Lord, we are so weak and broken that we even grieve for things that
we lost, for things that represent happy moments and memories, for
things that have importance in this life. Mostly Lord, we grieve
because we don't understand. We don't know why, Lord. Why us? Why
me? Why now?
But Father, we thank you for your Son. He experienced this suffering
and more. Jesus, we call upon you to help us through another trial in
our lives. Show us by your example how to help others to do the same.
Send your Spirit upon us to help others heal, and to help heal our
communities.
Amen.
Please feel free to use this prayer with
family, friends, small faith communities, neighbors, or anyone who is
seeking comfort.
A Call to Give:

Those who wish to give financial aid to fire victims may do so through
Catholic Charities of San Diego. Online donations can be given by going
to http://www.ccdsd.org. Catholic
Charities is helping victims throughout San Diego County by providing
housing, transportation, clothing, household goods, counseling and
long-term supportive services. Won't you help.

San Diego, Pray for us.
Our Lady of Refuge, Pray for us.
Key
Culture-of-Life Gatherings/Projects
Number 1:
The Roman Catholic Bishops of
California decided in mid-October to support both the signature-gathering
and promotional phases of the proposed Parental Notification Initiative.
Present plans call for having it placed on the November 2004 ballot.
A statement of support from
the California Catholic Conference will be issued directly following the
initiative's formal naming and description. This will be provided by the
Attorney General of the State of California in the near future.
With the approval of the pastor, signature gathering may be conducted at
parishes with pastorally appropriate pulpit and bulletin announcements.
Distribution of promotional materials will be permitted as long as it
involves only materials either produced or approved by the Diocese of San
Diego.
More details to follow.
Number
2:
Second Annual Memorial Service for deceased homeless of
San Diego
The Second
Annual Interfaith Memorial Service for the homeless men and women who
died during this past year in San Diego will be held on Monday, November 17,
at 5:30 p.m. on the Civic Center Concourse, 202 C Street in downtown San
Diego.
Prior to the memorial, at 4:30 p.m., a gathering at First Lutheran Chruch at
3rd and Ash will take place with a 90-candle procession to the Civic Center
Concourse. This year 90 homeless San Diego residents died on our streets,
many were isolated and struggled with overwhelming personal problems.
Please join us on Monday,
November 17th at First Lutheran Church in downtown San Diego.
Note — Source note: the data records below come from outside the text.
PR #4260, opened 2023-03-31
Update nginx config to make sure recommendation traffic only goes to the ros-ocp-api

chambridge:
* Update nginx conf


maskarb (approved):
🤞🏻

PR #4271, opened 2023-04-05
[COST-3615] Improve AWS category serializer sanity to use enabled fields

myersCody:
## Jira Ticket

[COST-3615](https://issues.redhat.com/browse/COST-3615)

## Description

This change will ...

## Testing

1. Got to the function and set it to return True: 
- (Just mocking unleash here for development)
```
def enable_aws_category_settings(account):
    """Enable aws category settings."""
    account = convert_account(account)

    context = {"schema": account}
    res = bool(UNLEASH_CLIENT.is_enabled("cost-management.backend.enable_aws_category_settings", context))

    return True
```
2. Hit the settings page: http://localhost:8000/api/cost-management/v1/settings/

Notice the currently enabled values:
```
initialValue": [
                    "aws-OUs",
                    "aws-env",
                    "aws-Organization"
                ],
```
3. Post to the settings page to disable all but one:
```
{
    "api": {
        "settings": {
            "currency": "USD",
            "tag-management": {
                "enabled": [
                ]
            },
            "cost_type": "savingsplan_effective_cost",
            "aws-category-management": {
                "enabled": [
                    "aws-OUs",
                ]
            }
        }
    }
}
```
4. Make sure you can still hit the enabled key:
- `http://localhost:8000/api/cost-management/v1/reports/aws/costs/?group_by[aws_category:OUs]=value`

5. Try one of the disabled keys:
- `http://localhost:8000/api/cost-management/v1/reports/aws/costs/?group_by[aws_category:env]=value`

See:
```
{
    "group_by": {
        "aws_category:env": [
        ]
    }
}
```
6. Reenable the key you just tried through a post to the settings endpoint:
```
postgres=# select * from reporting_awsenabledcategorykeys;
     key      | enabled
--------------+---------
 OUs          | t
 env          | t
 Organization | f
 CostCenter   | f
 Charge type  | f
 ```
 7. Rehit the same endpoint and watch the Unsupported parameter or invalid value go away: 
 ```
 {
    "meta": {
        "count": 10,
        "currency": "USD",
        "cost_type": "savingsplan_effective_cost",
        "check_tags": false,
        "group_by": {
            "aws_category:env": [
                "value"
            ]
        },
 ```
 

## Notes

...

### CODE REVIEW

File: koku/api/query_params.py [hunk 1]
```diff
@@ -416,23 +417,36 @@ def _set_tag_keys(self, query_params):
...
     def _set_aws_category_keys(self, query_params):
-        """Set the valid aws_category keys"""
+        """Set the valid self.aws_category keys.
+
+        The aws_category_keys variable is used in the report serializer
+        to update the valid field names list. Any key added to this set
+        will not a trigger the unsupport parameter or invalid value error.
+        """
         prefix_list = [AWS_CATEGORY_PREFIX, AND_AWS_CATEGORY_PREFIX, OR_AWS_CATEGORY_PREFIX]
         self.aws_category_keys = set()
```
samdoran, line 427: I should have caught this earlier. Avoid creating new attributes in methods. This should be in the constructor so the attribute is always available.

koku/api/query_params.py
```diff
@@ -416,23 +417,36 @@ def _set_tag_keys(self, query_params):
...
-                if AWS_CATEGORY_PREFIX in inner_key:
-                    param_aws_category_keys.add(inner_key)
-                    # TODO: Right now we accept any key passed in.
-                    # However, we should rewrite this to only
-                    # allow acceptable categorites keys based off
-                    # keys found in the DB. (like above)
-        self.aws_category_keys = param_aws_category_keys
+                stripped_key = self._strip_prefix(inner_key, AWS_CATEGORY_PREFIX, prefix_list)
+                if stripped_key in enabled_category_keys:
+                    self.aws_category_keys.add(inner_key)
```
samdoran, line 449: I feel like this could be reduced to a recursive function, but I've been messing around with it for an hour and haven't come up with a good solution. :shipit:

samdoran (changes requested):
Move `self.aws_category_keys` to the constructor.

maskarb (approved):

samdoran (approved):

PR #4294, opened 2023-04-12
[COST-3703] sonarqube: require GET requests

maskarb:
## Jira Ticket

[COST-3703](https://issues.redhat.com/browse/COST-3703)

## Description

This change will ...

## Testing

1. Checkout Branch
2. Restart Koku
    1. You should see ...
4. Do more things...

## Notes

...


maskarb:
Closing because these api endpoints only accept `GET` requests as-is, so there is no point in these changes. We acknowledged the Sonarqube hotspots as safe.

We will not
let them be forgotten!
Number 3:
Christmas Behind Bars 2003
20,000 people in our
diocese will be spending the Christmas Holidays behind bars. If you feel
the calling, please spread the word that we are looking for volunteer
families, individuals, schools, small faith communities, and religious
education classes to prepare Christmas cards for jail, prison and detention
facility inmates.
Groups can purchase boxes of Christmas cards and sign them without using
full names (first names and nick names are fine). Envelopes should not be
addressed and they should not contain return addresses. Cards in
Spanish with notes in Spanish are needed as well.
Any written messages on cards should be general in nature and
should not identify in any way the senders. They should not contain an
offer to meet or help an individual after they are released. Nothing else
may be included in the greeting cards - no laminated holy cards or other
material.
Please mail boxes of cards before December 1, 2003. Please send all boxes
to the Office for Social Ministry, Diocese of San Diego, P.O. Box 85728, San
Diego, CA 92186-5728. Our office will distribute them to individuals in our
jails, prisons, and detention facilities in time for Christmas.
Thank you for sending a message of hope to those who truly need it. Last
Christmas we were amazed at the gratitude expressed by those who received
cards.
Short Reports on OSM Related Issues/Events
BORDER PILGRIMAGE 2003 - A Journey of Hope and Life along the US-Mexico
Border
On Sunday, October 26, the Border Pilgrimage sendoff was
held at Larsen Park in San Ysidro. The purpose of the pilgrimage was to
raise awareness of the over 2300 deaths that have occurred in the desert
along the US-Mexico Border. Pilgrims set out from San Diego and
Brownsville, Texas, journeying through various towns along the border and
met November 1-2 in El Paso, Texas.
Those attending the sendoff took time to remember in word
and song the migrants who have died, their families and the Church’s call to
solidarity and hospitality with the stranger. Fr. Peter Ruggere, MM,
Director of the Missions Office, blessed the pilgrims as they began their
journey to El Paso, Texas. Because of the fires the pilgrims were unable to
leave San Diego until early Monday morning.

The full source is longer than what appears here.